Convenience, lack of.
Both a) creatively genderizing everything (is a trimaran still a "she" or is it a "zhe") and b) flattening everything into "it", go against the natural(ish) dualism of the human race as a persistent species. Not sure civilization is up to the challenge of not fucking it up for the worse, either way. OTOH Spivak's "Calculus" is on my bookshelf: he's not a complete idiot.
Insisting on an x-pronoun is analgous to saying that everybody has to refer to the colour of your jacket as "carmine" instead of "red", which is discriminatory against people who are either colour-blind or simply don't care.
[+] "It" is (or would be) a drop-in solution for a current flap over here - univ prof adamant about using binary pronouns exclusively. A prof<>random-student relationship is not a personal one... ie: just call them all "it" - problem solved and a bit of a reinforcement as to who gets to sit on the end of the log with the cupholder and paisley cushion.-- FlyingToaster, Aug 01 2017 I would describe it as caerulean and it's not mine.
No, Spivak is not a complete idiot but deliberately introducing pronouns rarely works and that particular set of pronouns already exists in English and refers to plurals.
I have myself often creatively gendered things to blur distinctions.
The ambiguity of not having gendered pronouns is already a flaw in the English language owing to the absence of grammatical gender although we do pluralise certain singular words, which helps. Some languages have noun classes not linked to gender as she is spoke, which would reduce ambiguity at the cost of creating about thirty new sets of pronouns, which is not going to be accepted.
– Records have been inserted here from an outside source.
PR #2110, opened 2025-04-23
feat!: Make `array.get` give back the passed array

mark-koch:
Since the array type is now linear following #2097, we need to change the signature of the `array.get` op to give the passed array back to the user.

BREAKING CHANGE: `std.collections.array.get` now also returns the passed array as an extra output


hugr-llvm/src/utils/array_op_builder.rs
```diff
@@ -30,13 +30,13 @@ pub trait ArrayOpBuilder<AK: ArrayKind>: Dataflow {
         size: u64,
         input: Wire,
         index: Wire,
-    ) -> Result<Wire, BuildError> {
+    ) -> Result<(Wire, Wire), BuildError> {
```
aborgna-q, line 33: It wouldn't hurt to document the trait method saying which output is which.
(none of the other methods have docs though -.-)

aborgna-q (approved):

Issue #1926, opened 2025-02-24
Replace `HugrInternals::base_hugr` with simpler methods


aborgna-q:
[`HugrInternals::base_hugr`](https://github.com/CQCL/hugr/blob/bb0d54b4e63f6a311eda6f9a83cc221b43ac8269/hugr-core/src/hugr/internal.rs#L32-L34) returns the root `Hugr` used to implement a hugr view.
In practice, this call is used in a handful of cases:

- To access the metadata/optype for a single node.
- To access the `ExtensionRegistry`.
- To access the `Hierarchy` that linked to the `HugrInternals::portgraph`
- To run full-graph validation
- To render mermaid/dot of the full base graph
- In `SiblingGraph`, to avoid nesting views when creating one from a generic `HugrView`.

This works fine for our current definitions, but non-trivial wrappers like the one discussed in https://github.com/CQCL/tket2/pull/778 are not necessarily based on a single base `Hugr`.

All but the last point I listed can be implemented as individual methods on `HugrInternals` instead,
- `metadata(&self, Node) -> Option<NodeMetadataMap>`
- `optype(&self, None) -> Option<OpType>`
- `extension_registry(&self) -> ExtensionRegistry`
- `hierarchy` would return a `Cow<'_, Hierarchy>` so we can either return a reference to the internally stored one, or compute one on-the-fly (for the CircuitHistory usecase).
- Rendering should use the existing `portgraph` directly.
- `SiblingGraph` shouldn't need to do the unwrapping. For non-dyn types all the calls through wrapping layers will hopefully be inlined and optimized away (we should benchmark this).

One drawback to keep in mind is that we no longer get the generic "escape hatch" that lets us recover the outer hugr from a filtered view. This means for example that focusing on a region will hide away non-local nodes outside the parent's hierarchy. I'd argue that those cases should use region-pointers instead. See https://github.com/CQCL/hugr/discussions/1642 https://github.com/CQCL/hugr/issues/1554.

aborgna-q:
There's also a `to_pg_index` method to map the generic node indices, but no `from_pg_index`

PR #2111, opened 2025-04-23
feat: Hugrmut on generic nodes

aborgna-q:
- Allows `HugrMut` to be implemented for `HugrView`s with arbitrary node types
- Removes `HugrMutInternals::hugr_mut(&mut self) -> &mut Hugr`, it can be implemented for more complex types. This is required for #1926, but I haven't touched the read-only side yet.

drive-by: Fix a couple bugs in rewrite implementations that assumed that `SiblingMut` contained transitive children.


hugr-core/src/hugr/hugrmut.rs
```diff
@@ -624,22 +551,16 @@ fn insert_subgraph_internal<N: HugrNode>(
 /// Panic if [`HugrView::valid_node`] fails.
 #[track_caller]
 pub(super) fn panic_invalid_node<H: HugrView + ?Sized>(hugr: &H, node: H::Node) {
-    if !hugr.valid_node(node) {
-        panic!(
-            "Received an invalid node {node} while mutating a HUGR:\n\n {}",
-            hugr.mermaid_string()
-        );
+    if cfg!(debug_assertions) && !hugr.valid_node(node) {
```
mark-koch, line 554: Hmm strictly speaking the docs promise that operations panic if nodes are invalid. Do we need to specify that this is only true in debug builds?

hugr-core/src/hugr/internal.rs
```diff
@@ -294,77 +181,90 @@ pub trait HugrMutInternals: RootTagged<Node = Node> {
...
     /// match the OpType signature.
     ///
     /// Returns the old OpType.
     ///
-    /// TODO: Add a version which ignores input extensions
-    ///
-    /// # Errors
-    ///
-    /// Returns a [`HugrError::InvalidTag`] if this would break the bound
-    /// (`Self::RootHandle`) on the root node's OpTag.
```
mark-koch, line 314: Looks like all impls still do this check. Should the error still be documented?

hugr-core/src/hugr/internal.rs
```diff
@@ -294,77 +181,90 @@ pub trait HugrMutInternals: RootTagged<Node = Node> {
...
-    }
+    fn move_before_sibling(&mut self, node: Self::Node, before: Self::Node);
 
     /// Replace the OpType at node and return the old OpType.
     /// In general this invalidates the ports, which may need to be resized to
     /// match the OpType signature.
     ///
     /// Returns the old OpType.
     ///
-    /// TODO: Add a version which ignores input extensions
```
mark-koch, line 309: Is this TODO no longer relevant?

hugr-core/src/hugr/hugrmut.rs
aborgna-q: The main issue is that now that we don't have the `hugr_mut` shortcut, stacked hugr wrappers will end up running the check at each and every layer.

Maybe we should leave them enabled and benchmark the performance impact later.

PR #2119, opened 2025-04-28
feat!: Generalise array op builers to arbitrary array kinds

mark-koch:
* Renamed `ArrayOpBuilder` trait to `GenericOpBuilder` whose methods are generic over the array implementation
* Defined new `ArrayOpBuilder` and `VArrayOpBuilder` traits that are implemented in terms of the generic version. I moved those into the `array` and `value_array` modules respectively, so they don't come into scope at the same time
* Moved `all_array_ops` ops function out of the tests module so we can reuse it across other tests (in particular getting rid of the code duplication in `hugr-llvm::extension::collections::array::test`

BREAKING CHANGE: `ArrayOpBuilder` was moved from `hugr_core::std_extensions::collections::array::op_builder` to `hugr_core::std_extensions::collections::array`

### DIFF
--- a/hugr-core/src/std_extensions/collections/array.rs
+++ b/hugr-core/src/std_extensions/collections/array.rs
@@ -15,14 +15,15 @@ use std::sync::Arc;
 use delegate::delegate;
 use lazy_static::lazy_static;
 
+use crate::builder::{BuildError, Dataflow};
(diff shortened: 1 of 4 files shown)


aborgna-q (approved):
LGTM. Nice solutions to the duplicated impl problem :)

PR #2113, opened 2025-04-23
feat!: Removed `model_unstable` feature flag.

zrho:
This PR removes the `model_unstable` feature flag across the repository. Closes #2104.

BREAKING CHANGE: Downstream crates need to remove the `model_unstable` feature flag when referencing `hugr` or `hugr-core`.

PR #2120, opened 2025-04-28
feat!: Removed model_unstable feature flag

aborgna-q:
Re-created from #2113, targetting the release branch instead.

BREAKING CHANGE: Downstream crates need to remove the model_unstable feature flag when referencing hugr or hugr-core.


aborgna-q:
@cqc-alec You already did the review on the original PR, so this should be mergable as-is

cqc-alec (approved):

PR #2125, opened 2025-04-28
feat: Add array linearisation pass

### LINKED ISSUE #2124: Add array linearisation pass

mark-koch:
Closes #2124


hugr-passes/src/linearize_array.rs
```diff
@@ -0,0 +1,418 @@
...
+        });
+        for op_def in ArrayOpDef::iter() {
+            pass.replace_parametrized_op(
+                value_array::EXTENSION.get_op(&op_def.name()).unwrap(),
+                move |args| {
+                    // `get` is only allowed for copyable elements. If the elements
+                    // are now linear, we'd have to replace it with a `set`. But what
+                    // should we put in??? For now, let's just error out and make sure
+                    // we're not emitting `get`s for nested value arrays.
+                    if op_def == ArrayOpDef::get && !args[1].as_type().unwrap().copyable() {
```
zrho, line 60: This check avoids `get`s for all linear types, not just nested value arrays, right? The error message should probably reflect that. It'd also be good to document this limitation in some doc comment on the pass.

hugr-passes/src/linearize_array.rs
```diff
@@ -0,0 +1,418 @@
...
+};
+
+/// A HUGR -> HUGR pass that turns 'value_array`s into regular linear `array`s.
+///
+/// To construct a [LinearizeArrayPass] use [Default::default].
+#[derive(Clone)]
+pub struct LinearizeArrayPass(ReplaceTypes);
+
+impl Default for LinearizeArrayPass {
+    fn default() -> Self {
```
zrho, line 37: It's convention in Rust to have a `new()` method in this case as well.

zrho (approved):

hugr-passes/src/linearize_array.rs
mark-koch: Validity checking should ensure that the type was copyable before we ran the pass. The only way for the element to become linear is if it used to contain a `value_array` that we turned into a linear `array`.

I'll add it to the doc 👍

PR #2128, opened 2025-04-28
chore(hugr-llvm): upgrade to inkwell 0.6.0

qartik:
Part of https://github.com/quantinuum-dev/hugrverse/issues/158


DEVELOPMENT.md
```diff
@@ -28,10 +28,10 @@ shell by setting up [direnv](https://devenv.sh/automatic-shell-activation/).
 
 To setup the environment manually you will need:
 
-- Just: https://just.systems/
-- Rust `>=1.75`: https://www.rust-lang.org/tools/install
-- uv `>=0.3`: docs.astral.sh/uv/getting-started/installation
-- Optional: capnproto `>=1.0`: https://capnproto.org/install.html
+- Just: <https://just.systems/>
+- Rust `>=1.75`: <https://www.rust-lang.org/tools/install>
```
cqc-alec, line 32: Shouldn't this change to 1.85?

.github/workflows/ci-rs.yml
```diff
@@ -234,7 +234,7 @@ jobs:
         id: toolchain
         uses: dtolnay/rust-toolchain@master
         with:
-          toolchain: "1.75"
+          toolchain: "1.85"
```
cqc-alec, line 237: Are we OK with this @aborgna-q ?

DEVELOPMENT.md
qartik: Looks like it's being done in the https://github.com/CQCL/hugr/pull/2136/files#diff-fc2a310fcfedfefb0046def697f932def80cbb1e78c689bc0af3c8eab3e33ece but it's not obvious to me, why that's not merged to `main`.

I think it's best for me to not change it here.

cqc-alec: Yeah that PR is targeting a breaking release branch which will be merged after we've done the next non-breaking release, I think.

qartik: right, so I wonder if this PR should also target that branch?

.github/workflows/ci-rs.yml
aborgna-q: We did this in the MSRV bump in #2136, now on the breaking release branch.
But it shouldn't be done changed, as we are keeping the MSRV for the non-breaking release.

DEVELOPMENT.md
aborgna-q: If it can be included in the non-breaking release then it's fine to target `main` here.

.github/workflows/ci-rs.yml
qartik: I only included it because before this change the CI failed as inkwell's new version seems to require Rust 2024: https://github.com/CQCL/hugr/actions/runs/14716264966/job/41300250543?pr=2128 (see error log below)

Happy to remove the change if it's acceptable for the CI to be bypassed.

```
running `cargo test --no-default-features --no-run` on hugr-llvm (4/7)
  warning: /home/runner/work/hugr/hugr/Cargo.toml: unused manifest key: workspace.lints.rust.unexpected_cfgs.check-cfg
   Downloading crates ...
    Downloaded thiserror-impl v1.0.69
    Downloaded inkwell_internals v0.11.0
  error: failed to download replaced source registry `crates-io`
  
  Caused by:
    failed to parse manifest at `/home/runner/.cargo/registry/src/index.crates.io-6f17d22bba15001f/inkwell_internals-0.11.0/Cargo.toml`
  
  Caused by:
    feature `edition2024` is required
  
    The package requires the Cargo feature called `edition2024`, but that feature is not stabilized in this version of Cargo (1.75.0 (1d8b05cdd 2023-11-20)).
    Consider trying a newer version of Cargo (this may require the nightly release).
```

qartik: or I can aim to the breaking release.

qartik: Done

PR #147, opened 2017-05-20
unable to parse To headers with semicolon separator

glensc:
i wonder why Zend\Mail does not split on semicolon?

- it causes parse error on headers that are semicolon separated: `To: user1@domain.com; user2@domain.org`. to my knowledge outlook sends out such mails: [link](https://blogs.msdn.microsoft.com/oldnewthing/20150119-00/?p=44883)
- it causes "group" feature to be misparsed: `To: undisclosed recipients:; `. [another example](https://github.com/pear/Mail/blob/v1.4.1/Mail/RFC822.php#L62-L64)

this PR adds testcase that should not fail

### DIFF
--- a/CHANGELOG.md
+++ b/CHANGELOG.md
@@ -9,6 +9,10 @@ All notable changes to this project will be documented in this file, in reverse 
 - [#213](https://github.com/zendframework/zend-mail/pull/213) re-adds support for PHP 5.6 and 7.0; ZF policy is never
   to bump the major version of a PHP requirement unless the package is bumping major version.
 
+### Changed
+
+- Nothing.
+
 ### Deprecated
 
 - Nothing.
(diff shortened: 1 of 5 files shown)


weierophinney:
Your unit test is malformed. Instead of a failing assertion, an exception is being raised due to a line that is longer than allowed.

Additionally, I'm not quite sure how to address this. The `,` character is the one documented as separating fields in the various IETF mail specifications, which makes adding an alternate case harder.

Please try and fix the unit test so that we know we're failing due to the `assertEquals()` assertion, and then we can potentially start working on this.

glensc:
the test case is written with "fixed" code in mind. it will pass if code behaves as expected.

in other words, the code paths used should not throw, but it throws because it encounters different error (field too long)

glensc:
@weierophinney requested changes are made altho i slightly disagree with them!

weierophinney:
Thanks, @glensc, for the test; got a good fix in place now.

PR #148, opened 2017-05-20
AddressList does not parse address with parens in name field properly

glensc:
```
"Supports (E-mail)" <support@example.org>
```

this gets parsed as `Support`, not as expected `Supports (E-mail)`

### DIFF
--- a/src/Address.php
+++ b/src/Address.php
@@ -12,17 +12,56 @@ use Zend\Validator\Hostname;
 
 class Address implements Address\AddressInterface
 {
+    protected $comment;
     protected $email;
     protected $name;
+
+    /**
+     * Create an instance from a string value.
+     *
+     * Parses a string representing a single address. If it is a valid format,
+     * it then creates and returns an instance of itself using the name and
+     * email it has parsed from the value.
+     *
+     * @param string $address
+     * @param null|string $comment Comment associated with the address, if any.
+     * @throws Exception\InvalidArgumentException
+     * @return self
+     */
+    public static function fromString($address, $comment = null)
+    {
+        if (! preg_match('/^((?P<name>.*)<(?P<namedEmail>[^>]+)>|(?P<email>.+))$/', $address, $matches)) {
+            throw new Exception\InvalidArgumentException('Invalid address format');
+        }
+
+        $name = null;
+        if (isset($matches['name'])) {
+            $name = trim($matches['name']);
+        }
+        if (empty($name)) {
+            $name = null;
+        }
+
+        if (isset($matches['namedEmail'])) {
+            $email = $matches['namedEmail'];
+        }
+        if (isset($matches['email'])) {
+            $email = $matches['email'];
+        }
+        $email = trim($email);
+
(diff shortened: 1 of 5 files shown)


glensc:
broken by #12, but it was likely even more broken before that PR.

glensc:
i think `Zend\Mail\Address` should have `$this->comment` property to handle this properly.
currently the `toString` makes information being lost, because it doesn't quote at all!

consider such code:
```php
        $name = "Supports (E-mail)";
        $email = 'support@example.org';
        $address = new \Zend\Mail\Address($email, $name);
        // prints: Supports (E-mail) <support@example.org>
        echo $address->toString(), "\n";

        $to = Header\To::fromString('To:' . $address->toString());
        // prints: To: Supports <support@example.org>
        echo $to->toString(), "\n";
```

weierophinney:
In looking into this, I found this line:

- https://github.com/zendframework/zend-mail/blob/8aac5f7b4d354ea65128be6d2134d4648f47286d/src/Header/AbstractAddressList.php#L62

We're currently _explicitly_ stripping comments from names.

As such, I think you're correct: we should aggregate the comment separately, and then have `toString()` include any comment found. I'll see if I can create a patch.

src/Address.php
```diff
@@ -12,17 +12,56 @@
...
+     */
+    public static function fromString($address, $comment = null)
+    {
+        if (! preg_match('/^((?P<name>.*)<(?P<namedEmail>[^>]+)>|(?P<email>.+))$/', $address, $matches)) {
+            throw new Exception\InvalidArgumentException('Invalid address format');
+        }
+
+        $name = null;
+        if (isset($matches['name'])) {
+            $name = trim($matches['name']);
```
glensc: you could write as: `$name = trim($matches['name']) ?: null` and drop next `if` block ;)

test/AddressListTest.php
```diff
@@ -95,6 +95,18 @@ public function testCanAddManyAddressesAtOnce()
...
+    public function testLosesParensInName()
+    {
+        $header = '"Supports (E-mail)" <support@example.org>';
+
+        $to = Header\To::fromString('To:' . $header);
+        $addressList = $to->getAddressList();
+        $address = $addressList->get('support@example.org');
+        $this->assertEquals('Supports', $address->getName());
+        $this->assertEquals('E-mail', $address->getComment());
+        $this->assertEquals('support@example.org', $address->getEmail());
```
glensc: not testing the `toString`?

src/Address.php
weierophinney: We'll get an error if `$matches['name']` is not set, however. (Tried it previously which is why I went with this.)

test/AddressListTest.php
weierophinney: Probably should! I was primarily ensuring that the various accessors returned what was expected.

src/Address.php
glensc: nah, `$name` is assigned null on line 37 before the `isset` block.

PR #150, opened 2017-05-29
Dummy value in SSL config

jguittard:
Allow defining a dummy value for SSL config in SMTP protocol.
Convenient configuration for continuous delivery workflows (having a generic config file, replacing token values while packaging)


weierophinney:
Thanks, @jguittard

PR #151, opened 2017-05-29
Fixes #149 : correctly trim transport parameters

### LINKED ISSUE #149: Trim error
Line 88 in
 zend-mail/src/Transport/Sendmail.php
must be
`        $string = trim($string);`
instead of
`        trim($string);`

samsonasik:
Fixed #149


weierophinney:
Thanks, @samsonasik

PR #156, opened 2017-06-12
fix regression: MessageId having double brackets

glensc:
this got broken from #86 when header lazyloading was omitted

```
Expected :'<CALTvGe4_oYgf9WsYgauv7qXh2-6=KbPLExmJNG7fCs9B=1nOYg@mail.example.com>'
Actual   :'<<CALTvGe4_oYgf9WsYgauv7qXh2-6=KbPLExmJNG7fCs9B=1nOYg@mail.example.com>>'
```

### DIFF
--- a/test/Storage/MessageTest.php
+++ b/test/Storage/MessageTest.php
@@ -111,6 +111,19 @@ class MessageTest extends TestCase
         $this->assertEquals(substr($message->getContent(), 0, 6), "\t<?php");
     }
 
+    /**
+     * after pull/86 messageId gets double braces
+     *
+     * @see https://github.com/zendframework/zend-mail/pull/86
+     * @see https://github.com/zendframework/zend-mail/pull/156
+     */
+    public function testMessageIdHeader()
+    {
+        $message = new Message(['file' => $this->file]);
+        $messageId = $message->messageId;
+        $this->assertEquals('<CALTvGe4_oYgf9WsYgauv7qXh2-6=KbPLExmJNG7fCs9B=1nOYg@mail.example.com>', $messageId);
+    }
+
     public function testMultipleHeader()
     {
         $raw = file_get_contents($this->file);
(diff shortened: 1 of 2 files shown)


test/Header/MessageIdTest.php
```diff
@@ -14,7 +14,7 @@
 
 /**
  * @group      Zend_Mail
- * @covers Zend\Mail\Header\MessageId<extended>
+ * @covers \Zend\Mail\Header\MessageId<extended>
```
samsonasik: for @covers, already correct without `\` prefix, revert it imo

test/Storage/MessageTest.php
```diff
@@ -20,7 +20,7 @@
 
 /**
  * @group      Zend_Mail
- * @covers Zend\Mail\Storage\Message<extended>
+ * @covers \Zend\Mail\Storage\Message<extended>
```
samsonasik: for @covers, already correct without `\` prefix, revert it imo

test/Header/MessageIdTest.php
asgrim: I believe `@covers` does need `\` prefix

glensc: added it because phpstorm did not complete the class otherwise

test/Storage/MessageTest.php
glensc: added it for ide (phpstorm) to be able to resolve class

test/Header/MessageIdTest.php
samsonasik: @asgrim no, @covers _doesn't_ need it, I use it in my tests without `\`  https://github.com/samsonasik/SanSessionToolbar/blob/master/test/Factory/Controller/SessionToolbarControllerFactoryTest.php#L81-L82 and it detect correctly

Ocramius:
@glensc manually merged into zendframework/zend-mail@d3010b20b3bcc599a8792bb8388845ec154aecf2, thanks!

PR #158, opened 2017-07-19
checking header type interface 

DeyV:
checking header type interface  fix method setType not exists in \ArrayIterator


Ocramius:
This patch requires testing to be considered

weierophinney:
Closing due to lack of response from original author. If you need this patch, please re-submit, with accompanying unit tests.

Leaving the whole attention-grabbing gender thing aside, this is also about acknowledging our physicality and the fact that we are and have always been cyborgs. We don't operate in a special realm which absolves us of the laws of physics. Therefore, "it".-- nineteenthly, Aug 01 2017 // The ambiguity of not having gendered pronouns is already a flaw in the English language owing to the absence of grammatical gender //
It's not a flaw, it's a feature. Other mechanisms exist to allow unambiguous sentences to be created. Compared to many other languages which espouse such foolishness as declining nouns, or the absence of some future tenses in oriental languages, English is simple and flexible.-- 8th of 7, Aug 01 2017 Toilets (or Toil Its), would be a good start, in the goal of respecting each other before moving on to other species. Humans would need evolution to give us another layer of neural control/plasticity over our earlier brain structures, though.
I wonder if a generation gap can include a complete change/reversal of socially educated behaviours?-- wjt, Aug 01 2017 Not repeating yourself would be a good start ...-- 8th of 7, Aug 01 2017 Yes, this is more toilthey.-- nineteenthly, Aug 01 2017 // Toil Its //
If they were Toll Its, you'd be charged when you used them ... presumably on some occasions it would be pay on entry ...-- 8th of 7, Aug 01 2017 Can we start with removing the annoying tendency for some languages to assign genders to 'thing's which clearly have no gender at all? What purpose does it serve except to keep the furriners at bay?-- RayfordSteele, Aug 01 2017 ^ We could, except in those languages said words clearly do have gender or, more precisely, something that translates to English as "gender" but is more encompassing than our limited definition.
----
I wouldn't mind seeing the tripping hazard "they" - as a singular pronoun - shown the door, something else in its place: "thems", for instance. :)
---
The problem appears to be deciding on whether a pronoun is strictly a property of the object referenced, or whether it can also project the relationship between narrator and object as do other placeholders, ie:
"Talked to Jerry the other day ; bud' walks into a bar, orders a beer then remembers he left his wallet in the car. [etc]" - "bud" is a descriptive placeholder.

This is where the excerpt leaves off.